◆ **Brief**
Your answer is a number only: how many lines in the data below contain "what"?

========

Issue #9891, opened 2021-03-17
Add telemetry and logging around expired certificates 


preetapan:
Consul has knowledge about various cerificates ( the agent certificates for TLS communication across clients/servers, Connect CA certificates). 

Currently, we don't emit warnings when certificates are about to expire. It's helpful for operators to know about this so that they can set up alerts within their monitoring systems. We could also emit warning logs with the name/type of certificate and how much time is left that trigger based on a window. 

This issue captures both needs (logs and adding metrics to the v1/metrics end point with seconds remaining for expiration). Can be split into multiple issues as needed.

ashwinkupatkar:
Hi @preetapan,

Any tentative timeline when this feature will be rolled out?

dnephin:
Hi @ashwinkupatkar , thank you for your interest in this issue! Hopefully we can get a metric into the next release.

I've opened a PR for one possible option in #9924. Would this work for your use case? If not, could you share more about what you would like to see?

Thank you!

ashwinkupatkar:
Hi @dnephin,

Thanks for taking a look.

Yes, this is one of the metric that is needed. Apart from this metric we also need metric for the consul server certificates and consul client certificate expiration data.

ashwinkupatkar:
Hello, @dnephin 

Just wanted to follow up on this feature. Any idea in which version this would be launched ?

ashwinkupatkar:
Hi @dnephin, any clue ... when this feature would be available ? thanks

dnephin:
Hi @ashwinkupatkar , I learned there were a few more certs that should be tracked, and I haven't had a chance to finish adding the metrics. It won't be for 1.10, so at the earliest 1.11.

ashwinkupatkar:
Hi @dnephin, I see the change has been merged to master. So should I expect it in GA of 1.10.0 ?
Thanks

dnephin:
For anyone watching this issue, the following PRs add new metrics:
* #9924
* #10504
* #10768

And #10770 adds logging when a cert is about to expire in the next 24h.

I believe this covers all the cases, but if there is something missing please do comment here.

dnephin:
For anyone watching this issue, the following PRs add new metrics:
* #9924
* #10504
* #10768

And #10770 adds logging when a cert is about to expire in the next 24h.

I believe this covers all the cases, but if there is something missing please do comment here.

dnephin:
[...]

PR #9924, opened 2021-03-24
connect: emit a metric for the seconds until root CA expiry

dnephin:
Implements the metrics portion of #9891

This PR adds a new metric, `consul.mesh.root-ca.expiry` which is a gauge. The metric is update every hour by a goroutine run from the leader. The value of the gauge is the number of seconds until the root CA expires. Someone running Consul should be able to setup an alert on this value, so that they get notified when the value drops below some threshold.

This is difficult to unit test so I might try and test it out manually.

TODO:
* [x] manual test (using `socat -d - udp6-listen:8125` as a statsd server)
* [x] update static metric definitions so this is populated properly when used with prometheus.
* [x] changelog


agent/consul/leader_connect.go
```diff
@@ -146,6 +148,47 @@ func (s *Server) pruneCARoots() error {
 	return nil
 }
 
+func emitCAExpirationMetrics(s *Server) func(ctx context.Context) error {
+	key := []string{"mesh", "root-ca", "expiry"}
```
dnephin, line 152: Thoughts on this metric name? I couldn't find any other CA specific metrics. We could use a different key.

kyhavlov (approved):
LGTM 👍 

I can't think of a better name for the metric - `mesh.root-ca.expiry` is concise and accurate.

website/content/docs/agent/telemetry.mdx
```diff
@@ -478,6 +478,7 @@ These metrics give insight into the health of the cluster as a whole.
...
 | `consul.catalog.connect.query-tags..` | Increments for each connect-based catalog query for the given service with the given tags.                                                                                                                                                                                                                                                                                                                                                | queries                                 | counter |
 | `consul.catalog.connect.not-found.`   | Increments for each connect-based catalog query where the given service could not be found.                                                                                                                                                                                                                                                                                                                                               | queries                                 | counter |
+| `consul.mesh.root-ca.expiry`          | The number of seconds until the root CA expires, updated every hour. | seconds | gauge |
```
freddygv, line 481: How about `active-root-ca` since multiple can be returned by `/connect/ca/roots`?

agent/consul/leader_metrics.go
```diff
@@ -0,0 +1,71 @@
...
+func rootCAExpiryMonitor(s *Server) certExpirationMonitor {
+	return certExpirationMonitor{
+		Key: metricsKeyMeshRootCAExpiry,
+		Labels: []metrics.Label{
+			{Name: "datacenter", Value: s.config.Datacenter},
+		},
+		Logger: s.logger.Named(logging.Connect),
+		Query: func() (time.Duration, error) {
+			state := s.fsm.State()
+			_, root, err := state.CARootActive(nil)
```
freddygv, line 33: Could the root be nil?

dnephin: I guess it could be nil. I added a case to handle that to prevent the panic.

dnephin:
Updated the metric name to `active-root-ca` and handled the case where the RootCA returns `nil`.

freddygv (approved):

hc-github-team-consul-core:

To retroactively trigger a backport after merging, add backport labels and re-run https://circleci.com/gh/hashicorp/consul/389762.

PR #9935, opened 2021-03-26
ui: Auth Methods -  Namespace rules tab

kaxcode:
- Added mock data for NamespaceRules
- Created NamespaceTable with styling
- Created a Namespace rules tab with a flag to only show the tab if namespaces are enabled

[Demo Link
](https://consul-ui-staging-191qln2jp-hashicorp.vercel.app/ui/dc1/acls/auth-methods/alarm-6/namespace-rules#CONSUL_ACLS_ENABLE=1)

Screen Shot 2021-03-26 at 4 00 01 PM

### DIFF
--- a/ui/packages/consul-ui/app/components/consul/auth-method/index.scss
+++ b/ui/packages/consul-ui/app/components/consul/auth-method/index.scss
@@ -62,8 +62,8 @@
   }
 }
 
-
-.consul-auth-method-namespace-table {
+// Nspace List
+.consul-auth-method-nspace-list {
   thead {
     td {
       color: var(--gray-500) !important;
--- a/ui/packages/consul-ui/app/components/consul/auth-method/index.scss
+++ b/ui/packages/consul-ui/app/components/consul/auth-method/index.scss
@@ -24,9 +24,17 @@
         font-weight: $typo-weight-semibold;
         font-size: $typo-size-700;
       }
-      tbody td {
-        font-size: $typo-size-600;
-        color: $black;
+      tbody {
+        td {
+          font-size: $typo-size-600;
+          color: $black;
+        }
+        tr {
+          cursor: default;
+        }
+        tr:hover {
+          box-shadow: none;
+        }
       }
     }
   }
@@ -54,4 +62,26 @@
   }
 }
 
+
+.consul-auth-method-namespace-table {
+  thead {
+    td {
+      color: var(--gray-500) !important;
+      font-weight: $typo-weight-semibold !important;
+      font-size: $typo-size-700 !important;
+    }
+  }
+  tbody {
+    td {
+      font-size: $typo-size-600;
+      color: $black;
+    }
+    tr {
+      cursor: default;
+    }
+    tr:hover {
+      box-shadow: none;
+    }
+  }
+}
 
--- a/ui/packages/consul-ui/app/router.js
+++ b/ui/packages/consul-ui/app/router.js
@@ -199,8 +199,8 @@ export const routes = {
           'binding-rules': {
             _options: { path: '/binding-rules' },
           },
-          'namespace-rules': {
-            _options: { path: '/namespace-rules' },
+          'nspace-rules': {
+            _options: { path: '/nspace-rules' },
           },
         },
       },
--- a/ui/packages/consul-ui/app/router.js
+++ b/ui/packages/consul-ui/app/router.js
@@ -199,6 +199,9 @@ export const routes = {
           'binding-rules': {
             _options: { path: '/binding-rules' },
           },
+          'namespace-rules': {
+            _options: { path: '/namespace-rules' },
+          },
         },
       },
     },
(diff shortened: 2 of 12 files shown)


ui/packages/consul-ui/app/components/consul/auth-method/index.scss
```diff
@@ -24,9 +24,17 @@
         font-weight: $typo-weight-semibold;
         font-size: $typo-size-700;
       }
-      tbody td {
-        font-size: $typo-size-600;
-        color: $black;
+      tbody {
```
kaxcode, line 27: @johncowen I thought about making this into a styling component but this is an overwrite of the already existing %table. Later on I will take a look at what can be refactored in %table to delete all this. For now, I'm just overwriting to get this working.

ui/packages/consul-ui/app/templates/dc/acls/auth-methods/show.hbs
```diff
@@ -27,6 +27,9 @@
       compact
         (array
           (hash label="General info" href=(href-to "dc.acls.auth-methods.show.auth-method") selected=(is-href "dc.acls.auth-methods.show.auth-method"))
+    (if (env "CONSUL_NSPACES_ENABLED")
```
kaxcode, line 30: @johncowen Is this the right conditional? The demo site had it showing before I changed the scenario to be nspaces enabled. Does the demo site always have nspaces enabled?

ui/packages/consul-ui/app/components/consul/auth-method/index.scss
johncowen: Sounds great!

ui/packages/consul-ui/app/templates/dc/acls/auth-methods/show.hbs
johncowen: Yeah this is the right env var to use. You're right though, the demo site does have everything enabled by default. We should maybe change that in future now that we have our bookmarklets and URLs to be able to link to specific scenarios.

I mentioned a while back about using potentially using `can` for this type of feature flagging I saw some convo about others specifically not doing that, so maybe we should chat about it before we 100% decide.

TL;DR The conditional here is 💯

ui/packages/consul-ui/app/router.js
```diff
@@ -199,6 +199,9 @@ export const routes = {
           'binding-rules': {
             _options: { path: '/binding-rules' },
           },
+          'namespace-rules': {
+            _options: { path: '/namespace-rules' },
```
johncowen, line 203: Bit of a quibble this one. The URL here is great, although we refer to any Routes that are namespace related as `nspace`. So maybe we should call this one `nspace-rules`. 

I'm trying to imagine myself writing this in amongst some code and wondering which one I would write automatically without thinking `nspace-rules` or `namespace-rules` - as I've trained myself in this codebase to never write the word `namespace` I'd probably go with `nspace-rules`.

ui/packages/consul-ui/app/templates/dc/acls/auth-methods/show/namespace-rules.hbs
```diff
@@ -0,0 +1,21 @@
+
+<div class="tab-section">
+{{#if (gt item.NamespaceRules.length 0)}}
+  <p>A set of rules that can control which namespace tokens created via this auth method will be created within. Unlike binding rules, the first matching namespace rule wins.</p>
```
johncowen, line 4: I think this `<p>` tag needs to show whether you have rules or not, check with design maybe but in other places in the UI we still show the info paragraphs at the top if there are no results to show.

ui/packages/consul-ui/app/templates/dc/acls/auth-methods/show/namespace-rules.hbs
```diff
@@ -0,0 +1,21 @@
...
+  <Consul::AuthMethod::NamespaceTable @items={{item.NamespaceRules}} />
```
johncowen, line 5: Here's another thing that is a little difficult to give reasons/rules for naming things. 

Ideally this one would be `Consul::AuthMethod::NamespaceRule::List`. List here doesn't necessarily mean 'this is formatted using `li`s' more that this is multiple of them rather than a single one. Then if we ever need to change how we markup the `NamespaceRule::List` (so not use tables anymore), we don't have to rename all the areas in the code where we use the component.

========

◆ **Response area**
2